Class 2 claimants are considered to be residents or employees within 10 to 20 miles of the derailment where contamination was found to be “less prevalent” but still allows claims based on the same criteria as Class 1.

The criteria will include location/distance from the derailment site, household composition (number of adults and children), length of time displaced or relocated, time missed from work, out-of-pocket expenses and derailment-related benefits already received.

Class 3 is for business owners within 20 miles. Business owners must show a loss of revenue in 2023 compared to what was reflected in 2022 tax documents.

As for areas outside of the 20-mile radius, Watts said contamination was “virtually non-existent” that far away which means the chance of success of claims from individuals in those locations is “virtually non-existent” as well.

Class 1 claimants can also opt-in to the “voluntary personal injury program.” That option is only open to individuals within the first 10 miles of ground zero for adverse health impacts from the derailment suffered in the past, present or future.

Opting in means forever releasing Norfolk Southern of all personal injury claims related to the derailment.
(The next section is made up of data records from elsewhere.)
PR #364, opened 2026-07-31
Treat a MusicBrainz identity match as verification

brandonlucasgreen:
Searching **nine inch nails** returned a card showing the band's real official site, Discogs, Qobuz and five socials — under a yellow warning:

> **Unverified match:** We couldn't confirm this is the same "Nine Inch Nails" as the other results.

Every link in that card came from the MusicBrainz record that supposedly couldn't confirm it. And for **viagra boys** the card was the only result on the page, so there were no "other results" to be the same as.

Two separate defects, both in how confidence is decided and described.

## 1. A MusicBrainz identity match didn't count as verification

`matchConfidence: 'verified'` only ever meant "release titles overlap across platforms" (or a curated platform — mirlo/faircamp/jamcoop — listed them). So an artist none of our parseable platforms carried stayed unverified no matter how well MusicBrainz knew them. Since MB is now our only source of Qobuz links and socials, that's a lot of cards showing real, correct links under a warning.

But MB naming the artist and handing over their official site, Discogs, Qobuz and socials answers the question the badge is actually asking — more directly than release-title overlap does.

`musicBrainzConfirmsIdentity()` now gates a `musicBrainzConfirmed` flag, set wherever MB identity data lands on a result: the Phase 2.2 fallback card, Phase 2.1 enrichment, and both client-side equivalents. It vouches for a result the same way a curated platform does.

A **name-only** MB hit deliberately does not qualify — that card is nothing but search links, and calling it verified would overclaim. "Rich" means MB gave us at least one real destination.

## 2. The warning claimed a comparison that often never happened

Two unrelated situations both produced `'unverified'`:

| Situation | Is it a warning? |
|---|---|
| Bandcamp page split off because its releases contradicted a verified sibling | Yes — may be a different artist with the same name |
| No release data to compare at all | No — absence of evidence, not evidence of a mismatch |

The copy was written for the first and shown for both. `unverifiedReason` now records which, and the banner renders only for `'conflicting-releases'`. Absence of evidence gets the quiet header chip instead — whose tooltip made the same false claim and no longer does. Results restored from the DB carry no reason (only the confidence itself persists) and take the quiet path, which is the safe default.

An MB match does **not** override a conflicting-releases split, in either the server or client path: that split came from comparing actual release titles, and a name-level match is weaker evidence than the thing it would erase.

## Verification

Against the dev API on this branch (rebased onto #361, which is what makes these two queries resolve at all):

- `?q=viagra+boys` → 1 result, no banner, no chip
- `?q=nine+inch+nails` → 1 result, no banner, no chip

492 web unit tests + 347 API tests pass. Lint and an explicit `tsc` over the touched `api/` files are byte-identical to a stashed baseline (77 pre-existing lint problems, 3 pre-existing type errors — `api/` isn't in the typecheck include, so this was checked by hand).

New coverage: `apps/web/tests/unit/UnverifiedBanner.test.tsx`, plus cases in `disambiguation.test.ts` and `sources-service.test.ts` for the confidence rule, the reason split, and the conflicting-releases guard.

## Worth a second look

This widens what the public "Verified" badge means, and `db.ts` persists `match_confidence` — so newly-verified MB artists propagate to stored artists, the Apple app, and the artist pages. That's the intended effect, but it is the part with reach beyond search.

## Relationship to #361

Independent. #361 fixed the MusicBrainz Lucene quoting so these queries resolve; this fixes how the resulting card is labelled. The mislabelling predates #361 and affects any artist our platforms miss.

### DIFF
--- a/api/functions/search-sources.ts
+++ b/api/functions/search-sources.ts
@@ -1353,6 +1353,7 @@ async function attachNameOnlyPlatforms(
         type: 'artist',
         platforms: toAttach.map(p => ({ sourceId: p.sourceId as SourceId, url: p.url })),
         matchConfidence: 'unverified',
+        unverifiedReason: 'no-release-data',
       };
 
       // If we have Faircamp, fetch releases to seed the result
@@ -1362,6 +1363,7 @@ async function attachNameOnlyPlatforms(
           const fcPlatform = newResult.platforms.find(p => p.sourceId === 'faircamp');
           if (fcPlatform) fcPlatform.allReleaseTitles = titles;
           newResult.matchConfidence = 'verified';
+          newResult.unverifiedReason = undefined;
         }
       }
 
@@ -1435,6 +1437,7 @@ async function attachNameOnlyPlatforms(
           type: 'artist',
           platforms: toAttach.map(p => ({ sourceId: p.sourceId as SourceId, url: p.url })),
           matchConfidence: 'unverified',
+          unverifiedReason: 'no-release-data',
         };
         merged.push(newResult);
         console.log(`[Deferred Attach] Ambiguous "${displayName}" with no Faircamp data — created separate result with ${toAttach.map(p => p.sourceId).join(', ')}`);
@@ -1443,6 +1446,26 @@ async function attachNameOnlyPlatforms(
       }
     }
   }
+}
+
+// ---------------------------------------------------------------------------
+/**
+ * Did MusicBrainz give us a rich answer for this artist — a confirmed name plus at
+ * least one real destination?
+ *
+ * A name-only hit isn't enough: the card it produces is nothing but search links,
+ * and calling that verified would overclaim. But once MB hands over an official
+ * site, a Discogs page, a Qobuz page or a social profile, it has told us who the
+ * artist is and where to find them, which is the question "verified" answers.
+ */
+function musicBrainzConfirmsIdentity(mbData: EnrichedMusicBrainzResult): boolean {
+  if (!mbData.artistName) return false;
+  return Boolean(
+    mbData.officialUrl ||
+    mbData.discogsUrl ||
+    mbData.qobuzUrl ||
+    (mbData.socialLinks && mbData.socialLinks.length > 0)
+  );
 }
 
 // ---------------------------------------------------------------------------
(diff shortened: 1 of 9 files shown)


brandonlucasgreen (commented):

## Security

**1. [plausible] Unsafe default — a crowd-editable data source now single-handedly earns the public "Verified" badge, and that verdict is persisted and propagated.**
`musicBrainzConfirmsIdentity()` treats *any* MusicBrainz relation (official site, Discogs, Qobuz, or a single social link) as sufficient to flip `matchConfidence` to `'verified'` — no release-title cross-check required. MusicBrainz is a public, community-editable database. A vandalized or simply incorrect relation on an artist's MB entry (e.g. a wrong "official site" URL attached to a popular artist) would now surface as a "Verified" badge, and per `db.ts` that `match_confidence` is persisted — so it propagates to stored artists, the Apple app, and static artist pages, not just the one search response. The PR description already flags this ("this widens what the public 'Verified' badge means... it is the part with reach beyond search"), so this isn't a surprise to you — flagging it here so it's a deliberate accept rather than an assumed one. Worth confirming MB's practical vandalism turnaround is fast enough, and/or considering whether a badge this consequential should require corroboration (e.g. two independent MB relation types) rather than any single one.

## Regression

**1. [needs-manual-verification] `mergeByReleaseOverlap` (search-utils.ts, untouched by this diff) doesn't propagate the new `matchConfidence` / `unverifiedReason` / `musicBrainzConfirmed` fields when folding a duplicate result into an existing one.**
When two same-name results with no shared platform and overlapping (or absent) release titles get merged (`search-utils.ts` around line 994-1003), only `platforms` and `imageUrl` are copied from the discarded result onto the surviving one — confidence-related fields are not. Today this appears safe only because of pipeline *ordering*: MB-enriched/confirmed results are aggregated in Phase 2.1/2.2 and already occupy the "existing" slot in the merge map by the time `attachNameOnlyPlatforms` (Phase 4) pushes new, less-confident duplicates later in the array, so the more-confident record always wins the map slot. That's an implicit invariant of the current phase order, not something the merge function enforces — a future reordering (or a new phase inserted before Phase 4) could silently downgrade an MB-verified card back to unverified, or drop `musicBrainzConfirmed`, with no test catching it. `disambiguation.test.ts`'s `mergeByReleaseOverlap` suite doesn't currently cover this interaction with the new fields. Worth either a test locking in the current ordering assumption, or having the merge explicitly prefer the higher-confidence side regardless of array order.

No other issues found — the reason-split logic (`conflicting-releases` vs `no-release-data`), the "don't override a conflicting-releases split" guard in `mergeWithMusicBrainzData`, and the claimed-profile protection all look correct and are covered by the new tests.

---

That will allow for additional compensation based on, among other things, proximity to the derailment, duration of health symptoms, medical treatment sought or received and any formal diagnosis given.
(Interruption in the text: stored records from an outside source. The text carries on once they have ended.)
PR #366, opened 2026-08-01
Show an artist's releases on their page

brandonlucasgreen:
Release pages have been reachable only by typing the URL — nothing in the site linked to one. The artist page is their natural parent, so the section goes there.

```
RELEASES
  [art]  fruit is year 3 (honeycrush)              COMING
         Single · 5 September 2026
  [art]  infinite normal
         Album · 23 October 2025 · Name your price
  [art]  RUINED CASTLE
         Album · 1 June 2024 · from $7
  [art]  SOLO PIANO
         Album
  and 5 more
```

Placed **below Follow**: Support directly and Follow together form the links region whose order the artist controls via link dividers, and releases are a different kind of thing that shouldn't interrupt that ordering.

## Three calls worth recording

**Shown for every artist with a catalogue, not only verified ones.** The releases derive from the artist's stored Bandcamp link — which the page is *already* displaying as a place to buy. Listing what's behind that link asserts nothing the page doesn't already assert. Gating on verification would hide the feature from nearly every artist, since almost none are claimed.

**Nothing renders when there are no releases.** Not an empty box. An empty "Releases" heading reads as broken; its absence reads as "nothing here yet" — which is the truth for any artist nobody has saved or searched, because cataloguing is demand-driven.

**Sold-out formats don't set the price.** "from $8" pointing at a record nobody can buy is the one genuinely misleading number this list could show — a fan clicks expecting $8 vinyl and finds it gone. A release whose only offer is sold out summarises as nothing at all.

## Smaller things

- `count: 'exact'` rides along with the limit in the same round trip, so "and N more" is a real number rather than a guess. One extra query on the page total.
- Ordering matches `idx_releases_artist_chrono`. Many releases still have no date — grid ingest gets identity and artwork but no dates — and without the `created_at` tiebreaker those undated rows would shuffle between requests.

Symptoms reported have been wide-ranging — from persistent nosebleeds and rashes to respiratory and digestive ailments to cognitive issues and seizure-like episodes.

No provision was included in the settlement requiring Norfolk Southern to monitor public health now or in the future.

“The court dismissed the claim for medical monitoring (against Norfolk Southern) but the payments for medical monitoring are included in this component of the settlement,” Katz said. “If you get an award in the settlement that falls into this bucket, you can use the money for whatever you want, but the claims that are being asserted against Norfolk Southern are being released. That means they are going to pay this money, and that’s it.”

Residents can choose to not take part in the “voluntary personal injury program” but continue with claims for property damage under the class-action settlement. That will reserve an individual’s right to sue for personal injury if they choose to do so in the future.

The first lawsuit, which was later consolidated with 30 others to create the class action, was filed on Feb. 7, 2023 — just days after the derailment and one day after the vent-and-burn. The settlement amount was proposed by mediator Layn Phillips, a former United States attorney, former U.S. District Judge and founder of a dispute resolution firm which focuses on the mediation of complex disputes.

If Judge Benita Pearson accepts the settlement, the court will give preliminary approval. Once that is received, the claim process can begin, and residents impacted can decide whether to participate or not.

It was stressed Monday that the pending agreement is not an admission of a liability, wrongdoing, or fault on behalf of the railroad — common verbiage in most settlements.

“Where I come from when somebody parts with $600 million that tells you all you need to know,” Watts said.

“As with any settlement, people say ‘is that enough.’ I can tell you this is the largest railroad settlement in the history of the country by a factor of four, I think,” Watts said. “It’s unprecedented, but is it enough? That’s a decision you all are going to have to make.”